Given five observations, the likelihood will be:

```
## Likelihood for 5 arrows
x_1 = Symbol('x_1')
x_2 = Symbol('x_2')
x_3 = Symbol('x_3')
x_4 = Symbol('x_4')
x_5 = Symbol('x_5')
likelihood_5 = density(likelihood)(x_1)*density(likelihood)(x_2)*density(likelihood)(x_3)*density(likelihood)(x_4)*density(likelihood)(x_5)
likelihood_5.simplify()
```

$\frac{\sqrt{2}}{8 \pi^{\frac{5}{2}} \sigma^{5}} e^{\frac{1}{2 \sigma^{2}} \left(- \left(\theta - x_{1}\right)^{2} - \left(\theta - x_{2}\right)^{2} - \left(\theta - x_{3}\right)^{2} - \left(\theta - x_{4}\right)^{2} - \left(\theta - x_{5}\right)^{2}\right)}$

Therefore, the posterior will be:

```
posterior_5 = density(prior)(theta) * likelihood_5.simplify() / integrate(density(prior)(theta) * likelihood_5.simplify(), (theta, -oo,oo))
posterior_5.simplify()
```

$\frac{\sqrt{2} \sqrt{5 \rho^{2} + \sigma^{2}}}{2 \sqrt{\pi} \rho \sigma} e^{\frac{1}{2 \rho^{2} \sigma^{2}} \left(\mu^{2} \sigma^{2} + \rho^{2} \left(x_{1}^{2} + x_{2}^{2} + x_{3}^{2} + x_{4}^{2} + x_{5}^{2}\right) - \rho^{2} \left(\left(\theta - x_{1}\right)^{2} + \left(\theta - x_{2}\right)^{2} + \left(\theta - x_{3}\right)^{2} + \left(\theta - x_{4}\right)^{2} + \left(\theta - x_{5}\right)^{2}\right) - \sigma^{2} \left(\mu - \theta\right)^{2} - \frac{1}{5 \rho^{2} + \sigma^{2}} \left(\mu \sigma^{2} + \rho^{2} x_{1} + \rho^{2} x_{2} + \rho^{2} x_{3} + \rho^{2} x_{4} + \rho^{2} x_{5}\right)^{2}\right)}$

And if we substitute in our values for all the parameters, including $x_1,...,x_5$, we get the posterior PDF for $\theta$:

```
posterior_5.subs({mu:150, rho:50, sigma:50, x_1:xs[0], x_2:xs[1], x_3:xs[2], x_4:xs[3], x_5:xs[4]}).simplify()
```

$\frac{\sqrt{3}}{50 \sqrt{\pi}} e^{- \frac{3 \theta^{2}}{2500} + \frac{739 \theta}{1250} - \frac{546121}{7500}}$

```
thetarange = np.linspace(0,500,100)
## plot prior
plt.plot(thetarange, p_theta, label='prior')
## plot likelihood
# must be rescaled to be plotted alongside prior and posterior
# rescale to integrate to 1 by dividing by integral across all theta
likelihood_norm = likelihood_5 / integrate(likelihood_5, (theta,-oo,oo)).simplify()
p_X_theta = [likelihood_norm.subs({theta:i, sigma:50, x_1:xs[0], x_2:xs[1], x_3:xs[2], x_4:xs[3], x_5:xs[4]}).evalf() for i in thetarange]
plt.plot(thetarange, p_X_theta, label='likelihood')
## plot posterior
p_theta_X = [posterior_5.subs({mu:150, rho:50, sigma:50, x_1:xs[0], x_2:xs[1], x_3:xs[2], x_4:xs[3], x_5:xs[4], theta:i}).evalf() for i in thetarange]
plt.plot(thetarange, p_theta_X, label='posterior')
plt.legend(framealpha=0.5)
```

Having observed five arrows, each of which travelled over 200m, our beliefs have shifted far from the prior and are much closer to the likelihood, which is as we would expect.
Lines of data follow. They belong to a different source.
PR #1968, opened 2021-01-19
fix vertical aligner for grpSym

rettinghaus:


lpugin:
This is changing spacing for 76 test files. It looks OK but is this expected?

rettinghaus:
As far as I can see, it affects only grouped staves, so this is expected. Before the vertical aligner always returned 0 as default spacing.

Sympy has proved itself capable of solving the necessary integrals to compute the Bayesian posterior, and it does so algebraically rather than numerically. It seems to me that this is pretty handy, particularly when working with the horrible PDFs of continuous random variables. It would be perfection if Sympy could go the extra step and recognise when functions can be rewritten in terms of one of the standard continuous PDFs. But being able to symbolically solve, integrate and differentiate expressions is awesome since doing it by hand is laborious. Those of us with weaker calculus often avoid the theoretical side of statistics in favour of the applied, doubly so since the field of machine learning has made some terrific predictive algorithms availabe that require no knowledge of probability at all. Now that I know about Sympy, in the future, I will definitely spend a bit more time understanding the theoretical aspects of the applied statistics I do.